» **What the task asks**
State how many lines in the listing include the word "test", and give no other text.

- - -

PR #15692, opened 2022-10-06
test(client): Flaky test higher timeout

danstarns:
Nothing much to see here, just a test that is timing out a lot. 🐑


aqrln:
In this test the Query Engine should fail to start, so the test should finish rather quickly. If it fails due to timeout, then increasing the timeout won't probably help as the test likely hangs infinitely.

danstarns:
Closed in favour of https://github.com/prisma/prisma/pull/16075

- - -

» **Solution to this problem**
3